Create these accelerated reports, then rollup by "| stats dc(cookie)" over the time range in the time picker
search = sourcetype=iis | bucket span=1m _time | stats count by _time cookie
search = sourcetype=iis | bucket span=1h _time | stats count by _time cookie
search = sourcetype=iis | bucket span=1d _time | stats count by _time cookie
search = sourcetype=iis | bucket span=1w _time | stats count by _time cookie
using accelerated data model directly
dc(cookie) on 1 sec of data - instant
dc(cookie) on 1 hr of data - 3 min
dc(cookie) on 1.5 hr of data - i ran out of patience
dc(cookie) all time - didnt even attempt
computing hour,cookie,count then dedup
dc(cookie) on all time - i ran out of patience
computing minute,cookie,count then dedup consecutive=true
dc(cookie) on all time - 7 minutes
all time = 14 days
What kind of data structures are these?
accelerated data model
How can I do a quick estimate?
I'm guessing your cookies are extremely high-cardinality, ie a large number of distinct values. Computing a
dc() over that is a very high-load task for a data model. It has to keep (probably) millions of different values around, and for each new value it has to check if it has seen that value before or not. That's a nightmare to compute accurately.

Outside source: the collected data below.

PR #1374, opened 2025-02-03
Make BufferedHandler flushable

pettyjamesm:
Adds a new method `requestFullFlush()`, which allows a caller to request explicitly that all messages present in the buffer at the time of calling be flushed and written to the output and to be notified of that completion via a returned `CompletableFuture`

### DIFF
--- a/log-manager/src/main/java/io/airlift/log/BufferedHandler.java
+++ b/log-manager/src/main/java/io/airlift/log/BufferedHandler.java
@@ -4,7 +4,9 @@ import com.google.common.annotations.VisibleForTesting;
 import com.google.common.collect.HashMultiset;
 import com.google.common.collect.ImmutableMultiset;
 import com.google.common.collect.Multiset;
+import com.google.common.util.concurrent.ListenableFuture;
 import com.google.common.util.concurrent.RateLimiter;
+import com.google.common.util.concurrent.SettableFuture;
 import com.google.errorprone.annotations.ThreadSafe;
 import com.google.errorprone.annotations.concurrent.GuardedBy;
 import jakarta.annotation.Nullable;
@@ -28,6 +30,7 @@ import java.util.logging.LogRecord;
 import static com.google.common.base.MoreObjects.firstNonNull;
 import static com.google.common.base.Preconditions.checkArgument;
 import static com.google.common.base.Preconditions.checkState;
+import static com.google.common.util.concurrent.Futures.nonCancellationPropagating;
 import static io.airlift.concurrent.Threads.daemonThreadsNamed;
 import static java.nio.charset.StandardCharsets.UTF_8;
 import static java.util.Comparator.comparing;
@@ -41,7 +44,7 @@ import static java.util.logging.ErrorManager.WRITE_FAILURE;
 import static java.util.stream.Collectors.joining;
 
 @ThreadSafe
-class BufferedHandler
+public class BufferedHandler
         extends Handler
 {
     public interface DropSummaryFormatter
@@ -49,8 +52,9 @@ class BufferedHandler
         String formatDropSummary(Multiset<String> dropCountBySource);
     }
 
-    private static final MessageAndSource TERMINAL_MESSAGE = new MessageAndSource(new byte[] {}, "");
+    private static final byte[] EMPTY_BYTES = new byte[0];
 
+    private final MessageAndSource terminalMessage = new MessageAndSource(EMPTY_BYTES, "", SettableFuture.create());
     private final ExecutorService bufferDrainExecutor = newSingleThreadExecutor(daemonThreadsNamed("log-buffer-drainer"));
     private final AtomicBoolean initialized = new AtomicBoolean();
     private final AtomicBoolean inputClosed = new AtomicBoolean();
@@ -70,6 +74,10 @@ class BufferedHandler
     private final Multiset<String> dropCountBySource = HashMultiset.create();
     @GuardedBy("queueDrainLock")
     private boolean terminalMessageDequeued;
+    // This field holds any pending flush signal set on the most recently dequeued message
+    @Nullable
+    @GuardedBy("queueDrainLock")
+    private SettableFuture<Void> flushedSignal;
 
     public BufferedHandler(MessageOutput messageOutput, Formatter formatter, ErrorManager errorManager)
     {
@@ -129,6 +137,7 @@ class BufferedHandler
             try {
                 Multiset<String> dropSnapshot = ImmutableMultiset.of();
                 MessageAndSource message = null;
+                SettableFuture<Void> flushedSignal = null;
                 try {
                     // Extract work to do
                     queueDrainLock.lock();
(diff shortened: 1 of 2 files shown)


wendigo:
@pettyjamesm how this would be used for example in Trino to make sure that all of the loggers are flushed?

pettyjamesm:
I'm not sure how common this is going to be outside of our environment- but we have a use-case where we want to make sure that all log messages enqueued before a given point in time are fully written to the output, but without shutting down the logging system entirely (by closing the handlers).

In that situation, the usage would looks something like:
```
for (Handler handler : ROOT.getHandlers()) {
  if (handler instanceof BufferedHandler bufferedHandler) {
    bufferedHandler.flushFullyAndAwait(timeout, SECONDS);
  }
}
```

This is what necessitated making the class `public`.

log-manager/src/main/java/io/airlift/log/BufferedHandler.java
```diff
@@ -368,6 +390,39 @@ public void flush()
...
+        synchronized (fullFlushMutex) {
+            queueDrainLock.lock();
+            try {
+                if (inputClosed.get() || terminalMessageDequeued) {
+                    return false;
+                }
+                if (!queue.offer(FLUSH_MESSAGE)) {
+                    return false;
+                }
+                return recordsFlushed.await(timeout, unit);
```
pettyjamesm, line 414: This needs to awake the background thread before awaiting the condition, will fix shortly

erichwang (commented):
It appears any call to flushFullyAndAwait  seems to block until any flush in the system happens, not necessarily from the context of the call that submitted it.

I would recommend doing this:
Change `MessageAndSource` to have an `Optional<CountDownLatch>` field that is only set when the request is a flush call (and there should be no payload set in those cases). When that specific flush message is dequeued, call `flushMessageOutputSafe` to flush the underlying medium, and  just call countDown() on the countdown latch to unblock any waiters on it.

pettyjamesm:
@erichwang - I've made the suggested changes, with some adaptation for edge case handling. Specifically, it made more sense to use `CompletableFuture<Void>` instead of `CountDownLatch` since there are some scenarios around termination and log message dropping where multiple flush listeners would need to be coalesced.

erichwang:
Had a chat with @dain who can help provide some suggestions here

log-manager/src/main/java/io/airlift/log/BufferedHandler.java
```diff
@@ -70,6 +73,9 @@ public interface DropSummaryFormatter
     private final Multiset<String> dropCountBySource = HashMultiset.create();
     @GuardedBy("queueDrainLock")
     private boolean terminalMessageDequeued;
+    @Nullable
+    @GuardedBy("queueDrainLock")
+    private CompletableFuture<Void> flushedSignal;
```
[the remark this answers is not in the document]
pettyjamesm: Ok, updated the API to use `ListenableFuture` / `SettableFuture` instead.

log-manager/src/main/java/io/airlift/log/BufferedHandler.java
```diff
@@ -368,6 +423,27 @@ public void flush()
         flushMessageOutputSafe();
     }
 
+    /**
+     * Requests a full flush of all currently queued messages from the background thread. If the handler has already been closed,
+     * this method will return an empty {@link Optional}. Otherwise, the returned {@link Optional} will contain a {@link CompletableFuture}
+     * that will complete when the background flush has completed.
+     */
+    public Optional<CompletableFuture<Void>> requestFullFlush()
```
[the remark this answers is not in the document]
erichwang: But maybe you can make it meaningful in trivial sense?

For example, if you give the terminal message a flush marker, then any flush requested after close can just default to the flush future of the terminal message? Does that satisfy what you are trying to do? In that case the call to flush would be correct right? Or are you trying to do something else?

log-manager/src/main/java/io/airlift/log/BufferedHandler.java
```diff
@@ -368,6 +419,27 @@ public void flush()
         flushMessageOutputSafe();
     }
 
+    /**
+     * Requests a full flush of all currently queued messages from the background thread. If the handler has already been closed,
+     * this method will return an empty {@link Optional}. Otherwise, the returned {@link Optional} will contain a {@link ListenableFuture}
+     * that will complete when the background flush has completed.
+     */
+    public Optional<ListenableFuture<Void>> requestFullFlush()
```
dain, line 427: Why use an optional here.  In the empty case just return `Futures.getDoneFuture(null)`

log-manager/src/main/java/io/airlift/log/BufferedHandler.java
```diff
@@ -238,15 +260,44 @@ private MessageAndSource queuePollFirst()
         }
 
         MessageAndSource message = queue.pollFirst();
```
dain, line 262: The `queuePollFirst` method should be annotated as `@GuardedBy("queueDrainLock")`

log-manager/src/main/java/io/airlift/log/BufferedHandler.java
```diff
@@ -144,13 +152,17 @@ private void bufferDrainLoop()
                             // Note: queuePollFirst() will return null and set terminalMessageDequeued when encountering TERMINAL_MESSAGE.
                             message = queuePollFirst();
 
-                            if (!dropSnapshot.isEmpty() || message != null) {
+                            flushedSignal = this.flushedSignal;
+                            this.flushedSignal = null;
```
dain, line 156: add a comment saying that this code will handle the flush signal, so move it to a local variable.

log-manager/src/main/java/io/airlift/log/BufferedHandler.java
```diff
@@ -70,6 +74,9 @@ public interface DropSummaryFormatter
     private final Multiset<String> dropCountBySource = HashMultiset.create();
     @GuardedBy("queueDrainLock")
     private boolean terminalMessageDequeued;
+    @Nullable
+    @GuardedBy("queueDrainLock")
+    private SettableFuture<Void> flushedSignal;
```
dain, line 79: Add comment saying that is is a pending flush signal for a dequeued message.

log-manager/src/main/java/io/airlift/log/BufferedHandler.java
```diff
@@ -368,6 +419,27 @@ public void flush()
...
+    public Optional<ListenableFuture<Void>> requestFullFlush()
+    {
+        queueDrainLock.lock();
+        try {
+            if (inputClosed.get() || terminalMessageDequeued) {
+                return Optional.empty();
+            }
+            SettableFuture<Void> flushedSignal = SettableFuture.create();
+            queueInsert(new MessageAndSource(EMPTY_BYTES, "", flushedSignal));
+            return Optional.of(flushedSignal);
```
dain, line 436: this should be wrapped in `Futures.nonCancellationPropagating(flushedSignal)` to prevent a caller from disrupting a future shared by another caller (since they are linked with `setFuture`)

dain (commented):
Some comments.

Eric suggest that a way to clean up this code would be to give the terminal message a flush marker too, and then any flush submitted after the terminal message just defaults to the terminal message flush marker

log-manager/src/main/java/io/airlift/log/BufferedHandler.java
pettyjamesm: The idea was that the caller could distinguish between a flush that was respected (and processed immediately) vs a flush that was ignored, but I guess the question would be "what are you gonna do when you realize your flush was ignored, log something?" - I've removed the `Optional` wrapping.

pettyjamesm:
Updated the PR based on feedback, thanks @dain and @erichwang

log-manager/src/main/java/io/airlift/log/BufferedHandler.java
```diff
@@ -368,13 +416,39 @@ public void flush()
...
+    {
+        SettableFuture<Void> flushedSignal;
+        queueDrainLock.lock();
+        try {
+            if (inputClosed.get() || terminalMessageDequeued) {
+                flushedSignal = requireNonNull(terminalMessage.flushSignal(), "terminalMessage flush signal must not be null");
+            }
+            else {
+                flushedSignal = SettableFuture.create();
+                queueInsert(new MessageAndSource(EMPTY_BYTES, "", flushedSignal));
```
dain, line 434: This calls `queueInsert` while holding the lock.  That method does a notify outside of the lock, so I think we need to do the insert outside of the drain lock.

dain (approved):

Yeah, this should scale out to multiple indexers and probably (didn't check myself yet) also to multiple search pipelines on one indexer (6.3 feature).
Before adding tons of hardware you should spend some time (and maybe money) on figuring out if your current data model / search is the best way to answer your core question - determining the best approach, one step before figuring out if you can make the chosen approach faster.
It is running single core cpu bound on splunk 6.3. I am using the auto (750 MB) bucket size. I think inter-bucket parallelization is possible. Not the 10 GB auto_high_volume bucket size. Simply adding the dc(cookie) hourly would count a 24 hour long session 24 times in the worst case. How can I run a parallel sort merge uniq in splunk?
This is your starting point for parallelizing things on a single box: http://docs.splunk.com/Documentation/Splunk/6.3.0/Capacity/Parallelization
Your described hourly distinct count would be something like
... | timechart span=1h dc(cookie) or a row split by time in pivot/datamodel terms.
The cookies have a 1 year life time. If I set the query time range to 1 year it should saturate parallel sort merge uniq on any cluster that I can afford. Even C++ may not be fast enough.
I have seen some splunk apps that appends new distinct keys to a csv file every 5 to 10 min. How can I write that?
Yeah, doing one year of cookies accurately in one go is nigh-on impossible, even nlog(n) becomes less than fun.
Here's a traditional approach of keeping state in CSV files: http://blogs.splunk.com/2011/01/11/maintaining-state-of-the-union/
Depending on your actual use case, you may be better off with precomputing chunks of distinct counts and storing them in a summary. Summing that up will give you higher numbers than reality, but if you're only looking for trends then that'd be fine. If you need more accurate numbers you could compare the chunked numbers with real numbers computed for a longer but still manageable time range, and apply that correction to your chunked data from then on.
It'll work, it just depends on what your actual requirements are. All we're doing here is throwing technical solutions around, it's impossible to tell what works best for your use case without knowing your use case.
Yes, in principle smaller will always be faster.
However, in this case you won't see large gains - the issue is cardinality, not data model size.
This should imho be solved through dropping the accuracy requirement and computing chunks, e.g. build a distinct count each hour and store that in a summary, letting your reports read the summaries only. You can attempt to improve accuracy by estimating how many duplicate cookies you can expect.
I know, that's why you'd need to calculate a rough conversion factor - and chunked data would be most useful for trends, not for precise absolute numbers. In return it'd be much much cheaper to compute.
Instead of chunking, you could sample - e.g. skip the last few chars of your cookie and calculate a conversion factor from this lower number to the real number. With every hex char lost you reduce cardinality by *16.
In shell script I can probably do parallel sort merge in O(n log n) time w/ linear speedup by adding CPU cores. Can I parallelize this query in Splunk? The hash of cookies should work as the key for the parallel mapreduce operation.